> _What the task requires_
In the entries below, find every line with "iEmpty" and copy it.

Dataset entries
^^^^
Issue #921, opened 2019-09-13
feat: add Payment component with Stripe


TahimiLeonBravo:
#### Steps
- [x] Define Component API 
https://docs.google.com/document/d/1G5h9gDSRDeuCSnK4C74GGa3NJ0HTA-gS5IRO3IxpdkI/edit?usp=sharing
- [x] Implement component
- [x] Add tests

### Design
https://zpl.io/VD9yd6l

### Test (add test-cases)
- [x]  should fire onChange with specific event

PR #1396, opened 2020-03-07
feat: add Payment component with Stripe

yvmunayev:
fix: #921

- feat: add Payment component with Stripe

@nexxtway/react-rainbow


src/components/PaymentStripe/index.d.ts
```diff
@@ -0,0 +1,16 @@
+import { ReactNode, MouseEvent, FormEvent } from 'react';
+import { PaymentIntent, StripeError } from '@stripe/stripe-js';
+import { BaseProps } from '../types';
+
+export interface PaymentStripe extends BaseProps {
+    apiKeyGMap?: string;
```
LeandroTorresSicilia: let's use a simple Input instead of GoogleAddressLookup and then remove this prop

src/components/PaymentStripe/checkoutForm.js
```diff
@@ -0,0 +1,370 @@
+import React, { useState } from 'react';
```
maxxgreene: @TahimiLeonBravo @LeandroTorresSicilia should we name the component `StripeCheckout` instead?

src/libs/hooks/useLocale.js
```diff
@@ -0,0 +1,8 @@
+import { useContext } from 'react';
+import { AppContext } from '../../components/Application/context';
+import getBrowserLocale from '../utils/getBrowserLocale';
+
+export default function useLocale(localProp) {
+    const context = useContext(AppContext);
+    return localProp || (context && context.locale) || getBrowserLocale();
+}
```
maxxgreene: beautiful!

src/libs/hooks/useTheme.js
```diff
@@ -0,0 +1,17 @@
+import { useContext } from 'react';
+import { ThemeContext } from 'styled-components';
+import normalizeThemeColors from '../../styles/helpers/normalizeThemeColors';
+import defaultTheme from '../../styles/defaultTheme';
+
+export default function useTheme() {
+    const themeContext = useContext(ThemeContext);
+    if (!themeContext) {
```
maxxgreene: avoid negation in an `if` ... it reads better the other way around 
```js
if (themeContext) {
    ...
}
return ...
```

src/components/PaymentStripe/index.js
```diff
@@ -0,0 +1,85 @@
...
+import CheckoutForm from './checkoutForm';
+
+/**
+ * Payment Stripe component are used for freeform data entry.
+ * @category Form
+ */
+const PaymentStripe = props => {
+    const { apiKeyStripe, className, style, ...rest } = props;
+    const locale = useLocale();
+    const elementOptions = { locale };
```
maxxgreene: we can memo this value here as well, if not it will pass a different object `options` every time the function runs

src/components/PaymentStripe/checkoutForm.js
```diff
@@ -0,0 +1,370 @@
...
+    } = props;
+    const stripe = useStripe();
+    const elements = useElements();
+    const theme = useTheme().rainbow;
+    const [loading, setLoading] = useState(true);
+    const [billingDetails, setBillingDetails] = useState(initialBillingDetail);
+    const [cardDetails, setCardDetails] = useState({});
+    const [rememberMe, setRememberMe] = useState(false);
+    const [error, setError] = useState();
+    const cardElementOptions = {
```
maxxgreene: every time we create an object in a component that we know we can memoize I think we should because it will be created differently every time and it will be pass to a child component, then the framework it won't be able to do proper optimization because the component is receiving a different object

src/components/PaymentStripe/checkoutForm.js
```diff
@@ -0,0 +1,370 @@
...
+        }
+    };
+
+    return (
+        <Container inline={inline}>
+            <RenderIf isTrue={loading}>
+                <Spinner size="large" />
+            </RenderIf>
+            <form onSubmit={handleSubmit}>
+                <div style={loading ? loadingStyle : null}>
```
maxxgreene: I'm not sure if we should even show spinner while the stripe SDK is loading or while stripe is resolving the token ... I believe we can just no render anything until stripe is ready ... and disabled the form elements while the stripe is resolving the token

src/components/PaymentStripe/checkoutForm.js
```diff
@@ -0,0 +1,370 @@
...
+    };
+    const handleSubmit = async event => {
+        event.preventDefault();
+        if (!stripe || !elements || !getPaymentIntent || !onProcessed) {
+            return;
+        }
+        try {
+            setLoading(true);
+            // TODO: validate fields and normalize address
+            const response = await getPaymentIntent();
```
maxxgreene: paymentIntent are made from server-side, what is the use case for this in the component?

src/components/PaymentStripe/checkoutForm.js
```diff
@@ -0,0 +1,370 @@
...
+            const cardElement = inline
+                ? elements.getElement(CardElement)
+                : elements.getElement(CardNumberElement);
+            const result = await stripe.confirmCardPayment(response.client_secret, {
```
maxxgreene: uumm, let's talk about it

src/components/PaymentStripe/cardSection.js
```diff
@@ -0,0 +1,136 @@
...
+            hidePostalCode,
+            hideIcon,
+            iconStyle,
+            disabled,
+            value: { postalCode },
+        }),
+        [theme, hidePostalCode, hideIcon, iconStyle, disabled, postalCode],
+    );
+    useEffect(() => {
+        if (!elements) {
```
maxxgreene: The other way around, avoid negation in if conditions 
```
if (elements) {
...
}
```

src/components/PaymentStripe/cardSection.js
```diff
@@ -0,0 +1,136 @@
...
+        const cardElement = elements.getElement(CardElement);
+        if (cardElement) {
+            cardElement.update({
+                value: { postalCode },
+            });
+        }
+    }, [elements, postalCode]);
+
+    const handleChange = event => {
+        if (!stripe || !elements) {
```
maxxgreene: i"m not sure if we are being over defensive here, I guess that onChange is not going to be fired if the elements and stripe are not ready, in fact, the component shouldn't render if those values are not ready. But if I'm wrong ... make the if condition different

```js
if (stripe && elements) {
...
}
```

src/components/PaymentStripe/cardSection.js
```diff
@@ -0,0 +1,136 @@
...
+            return;
+        }
+        const payment = {
+            ...event,
```
maxxgreene: just `event` to avoid name conflicts if event data change at stripe implement end

src/components/PaymentStripe/cardSection.js
```diff
@@ -0,0 +1,136 @@
...
+        onChange(payment);
+    };
+    return (
+        <StyledContainer className={className} style={style}>
+            <Label label={label} hideLabel={hideLabel} inputId={cardElementId} required />
+            <CardElement
+                id={cardElementId}
+                options={cardElementOptions}
+                onChange={handleChange}
+                onReady={() => onReady()}
```
maxxgreene: let remove the onReady callback since we are sending the event in onChange, it will be more deterministic providing a single way to know the same

src/components/PaymentStripe/cardSection.js
```diff
@@ -0,0 +1,136 @@
...
+            value: { postalCode },
+        }),
+        [theme, hidePostalCode, hideIcon, iconStyle, disabled, postalCode],
+    );
+    useEffect(() => {
+        if (!elements) {
+            return;
+        }
+        const cardElement = elements.getElement(CardElement);
+        if (cardElement) {
```
maxxgreene: what is the use case for pre-filling the postalCode?? let's remove this logic as well, if needed we can add it later

src/components/PaymentStripe/cardSection.js
```diff
@@ -0,0 +1,136 @@
...
+                    color: theme.palette.text.main,
+                    fontSize: '1.1rem',
+                    '::placeholder': {
+                        color: theme.palette.text.header,
+                        fontVariant: 300,
+                    },
+                },
+            },
+            hidePostalCode,
+            hideIcon,
```
maxxgreene: let's remove the logic for removing the postalCode and hide the card icon if we have the use case in future we add it

src/components/PaymentStripe/index.js
```diff
@@ -0,0 +1,68 @@
...
+    /** Text label for the component. */
+    label: PropTypes.oneOfType([PropTypes.string, PropTypes.node]),
+    /** A boolean to hide the input label. */
+    hideLabel: PropTypes.bool,
+    /** Shows the help message below the input. */
+    bottomHelpText: PropTypes.oneOfType([PropTypes.string, PropTypes.node]),
+    /** Specifies that an input field must be filled out before submitting the form. */
+    error: PropTypes.oneOfType([PropTypes.string, PropTypes.node]),
+    /** Appearance of the icon in the Card Element. */
+    iconStyle: PropTypes.oneOf(['default', 'solid']),
```
maxxgreene: let's remove this as well

src/components/PaymentStripe/cardSection.js
```diff
@@ -0,0 +1,117 @@
...
+                empty: event.empty,
+                complete: event.complete,
+                brand: event.brand,
+                error: event.error
+                    ? {
+                          code: event.error.code,
+                          type: event.error.type,
+                          message: event.error.message,
+                      }
+                    : undefined,
```
maxxgreene: move the massage you are doing to the event  to a helper functions

src/components/PaymentStripe/index.d.ts
```diff
@@ -0,0 +1,33 @@
...
+import { BaseProps } from '../types';
+
+interface Payment {
+    stripe?: Stripe;
+    element?: StripeElement;
+    empty?: boolean;
+    complete?: boolean;
+    brand?: 'visa' | 'mastercard' | 'amex' | 'discover' | 'diners' | 'jcb' | 'unionpay' | 'unknown';
+    error?:
+        | undefined
```
maxxgreene: if it's optional(?) then we don't need to specify undefined as type, right?

src/components/PaymentStripe/cardSection.js
```diff
@@ -0,0 +1,117 @@
...
+    );
+
+    const handleChange = event => {
+        if (stripe && elements) {
+            const payment = {
+                stripe,
+                element: elements.getElement(CardElement),
+                empty: event.empty,
+                complete: event.complete,
+                brand: event.brand,
```
maxxgreene: maybe a good opportunity to improve the names of stripe props
- empty -> isEmpty 
- complete -> isComplete
- brand -> cardBrand

src/components/StripeCardInput/__test__/stripeCardInput.spec.js
```diff
@@ -0,0 +1,52 @@
...
+describe('<StripeCardInput>', () => {
+    it('should fire onChange with specific event', () => {
+        const onChangeMockFn = jest.fn();
+        const component = mount(
+            <StripeCardInput apiKey="STRIPE_API_KEY" onChange={onChangeMockFn} />,
+        );
+        component.find('input').simulate('change', event);
+        expect(onChangeMockFn).toHaveBeenCalledWith({
+            brand: 'unknown',
+            iEmpty: false,
```
maxxgreene: typo?

src/components/StripeCardInput/cardInput.js
```diff
@@ -0,0 +1,98 @@
...
+    const cardElementOptions = useMemo(() => getCardElementOptions(theme, disabled), [
+        theme,
+        disabled,
+    ]);
+    const handleChange = event => {
+        if (stripe && elements) {
+            const card = {
+                stripe,
+                element: elements.getElement(CardElement),
+                iEmpty: event.empty,
```
maxxgreene: yes, typo

maxxgreene: How a consumer of this component it will use the object payload is being sent in the onChange callback

```js
const handleOnChange =  async (event) => {
     const { stripe, element } = event;
     ...
     const result = await stripe.confirmCardPayment('{CLIENT_SECRET}', {
          payment_method: {
              card: element,
              billing_details: {
                  name: 'Jenny Rosen',
              },
        }
    });
}

<StripeCardInput ... onChange={handleOnChange} />
```

my point the other day was to make the props in the event exactly like the props stripe use in their api then 

```js
const handleOnChange =  async (event) => {
     const { stripe, card } = event;
     ...
     const result = await stripe.confirmCardPayment('{CLIENT_SECRET}', {
          payment_method: {
              `card`,
              billing_details: {
                  name: 'Jenny Rosen',
              },
        }
    });
}
```

also `brand` prop could be changed to `cardBrand`

### suggested changes 

```js
const handleChange = event => {
        if (stripe && elements) {
            onChange({
                stripe,
                card: elements.getElement(CardElement),
                isEmpty: event.empty,
                isComplete: event.complete,
                cardBrand: event.brand,
                error: getError(event.error),
            };);
        }
    };
```

src/components/StripeCardInput/cardInput.js
```diff
@@ -0,0 +1,98 @@
...
+    const stripe = useStripe();
+    const elements = useElements();
+    const cardElementId = useUniqueIdentifier('card-element');
+    const theme = useTheme().rainbow;
+    const cardElementOptions = useMemo(() => getCardElementOptions(theme, disabled), [
+        theme,
+        disabled,
+    ]);
+    const handleChange = event => {
+        if (stripe && elements) {
```
maxxgreene: is there onchange event happening before stripe and elements got ready?? if so, should we render nothing (null) until those object are ready?? I think we are being defensive here where we dont need it

src/components/StripeCardInput/helpers/getErrror.js
```diff
@@ -0,0 +1,9 @@
+export default function getError(error) {
+    return error
+        ? {
+              code: error.code,
+              type: error.type,
+              message: error.message,
+          }
+        : undefined;
```
maxxgreene:
```suggestion
    if (error) {
        return {
              code: error.code,
              type: error.type,
              message: error.message,
          };
    }
    return undefined;
      
```

src/components/StripeCardInput/cardInput.js
```diff
@@ -0,0 +1,96 @@
...
+    const theme = useTheme().rainbow;
+    const cardElementOptions = useMemo(() => getCardElementOptions(theme, disabled), [
+        theme,
+        disabled,
+    ]);
+    const handleChange = event => {
+        const stripeCardEvent = {
+            stripe,
+            card: elements.getElement(CardElement),
+            iEmpty: event.empty,
```
maxxgreene:
```suggestion
            isEmpty: event.empty,
```

src/components/StripeCardInput/__test__/stripeCardInput.spec.js
```diff
@@ -0,0 +1,52 @@
...
+describe('<StripeCardInput>', () => {
+    it('should fire onChange with specific event', () => {
+        const onChangeMockFn = jest.fn();
+        const component = mount(
+            <StripeCardInput apiKey="STRIPE_API_KEY" onChange={onChangeMockFn} />,
+        );
+        component.find('input').simulate('change', event);
+        expect(onChangeMockFn).toHaveBeenCalledWith({
+            cardBrand: 'unknown',
+            iEmpty: false,
```
maxxgreene:
```suggestion
            isEmpty: false,
```

src/components/StripeCardInput/index.js
```diff
@@ -0,0 +1,65 @@
...
+    /** The action triggered when some value of the component changes. */
+    onChange: PropTypes.func,
+    /** The action triggered when the element receives focus. */
+    onFocus: PropTypes.func,
+    /** The action triggered when the element releases focus. */
+    onBlur: PropTypes.func,
+    /** A CSS class for the outer element, in addition to the component's base classes. */
+    className: PropTypes.string,
+    /** An object with custom style applied to the outer element. */
+    style: PropTypes.object,
```
TahimiLeonBravo: should we add the `required` prop?

TahimiLeonBravo:
@yvmunayev 
The placeholder styles should be the same to the styles on the placeholder on the Input components
Screen Shot 2020-03-25 at 11 44 26 PM

src/components/StripeCardInput/index.js
```diff
@@ -0,0 +1,65 @@
...
+import { useLocale } from '../../libs/hooks';
+import CardInput from './cardInput';
+
+/**
+ * Stripe Card Input component are used for freeform data entry.
+ * @category Form
+ */
+const StripeCardInput = props => {
+    const { apiKey, ...rest } = props;
+    const locale = useLocale();
```
TahimiLeonBravo: should we add a `locale` prop?

src/components/StripeCardInput/index.js
```diff
@@ -0,0 +1,65 @@
...
+    /** Specifies that an input field must be filled out before submitting the form. */
+    error: PropTypes.oneOfType([PropTypes.string, PropTypes.node]),
+    /** Specifies that an input element should be disabled. This value defaults to false. */
+    disabled: PropTypes.bool,
+    /** The action triggered when some value of the component changes. */
+    onChange: PropTypes.func,
+    /** The action triggered when the element receives focus. */
+    onFocus: PropTypes.func,
+    /** The action triggered when the element releases focus. */
+    onBlur: PropTypes.func,
```
TahimiLeonBravo: should we add the `tabIndex` prop?

src/components/StripeCardInput/index.js
```diff
@@ -0,0 +1,92 @@
...
+const stripeApiV3Url = 'https://js.stripe.com/v3';
+
+/**
+ * Stripe Card Input component are used for freeform data entry.
+ * @category Form
+ */
+const StripeCardInput = props => {
+    const { ...rest } = props;
+
+    const Component = useCallback(scriptLoader(stripeApiV3Url)(CardInput), []);
```
maxxgreene: if it doesn't depend on any props why is inside of the component, it could be another `const`, right?

maxxgreene:
@yvmunayev disabled is not working as expected, the placeholders should remain

src/components/StripeCardInput/index.d.ts
```diff
@@ -0,0 +1,63 @@
+import { ReactNode } from 'react';
+import { Stripe, StripeCardElement } from '@stripe/stripe-js';
+import { BaseProps } from '../types';
+
+type Error = {
```
maxxgreene: we should export this I guess, also it's to generic name, `StripeCardError`

src/components/StripeCardInput/index.d.ts
```diff
@@ -0,0 +1,63 @@
...
+    type: 'validation_error';
+    code: string;
+    message: string;
+};
+interface StripeCardEvent {
```
maxxgreene: same export this

src/components/StripeCardInput/index.js
```diff
@@ -0,0 +1,197 @@
...
+                };
+                onChange(stripeCardEvent);
+            });
+
+            card.on('focus', onFocus);
+            card.on('blur', onBlur);
+            const handlerBlur = () => card.blur();
+            const handlerFocus = () => card.focus();
+            cardNode.addEventListener('blur', handlerBlur);
+            cardNode.addEventListener('focus', handlerFocus);
```
maxxgreene: why do you need a `ref` to listen for focus and `blur` ?? it should work on the JSX like onFocus onBlur ... although is this really necessary?? you are can listen for those events in the card element as well, right?

maxxgreene: I see what you are doing passing through the focus the stripe input inside ... first, the blur logic is wrong .. think about it ... secund that focus dance is not that simple, what happens with (shift + tab) ??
^^^^
> _Solution below_
+            iEmpty: false,
+                iEmpty: event.empty,
+            iEmpty: event.empty,
+            iEmpty: false,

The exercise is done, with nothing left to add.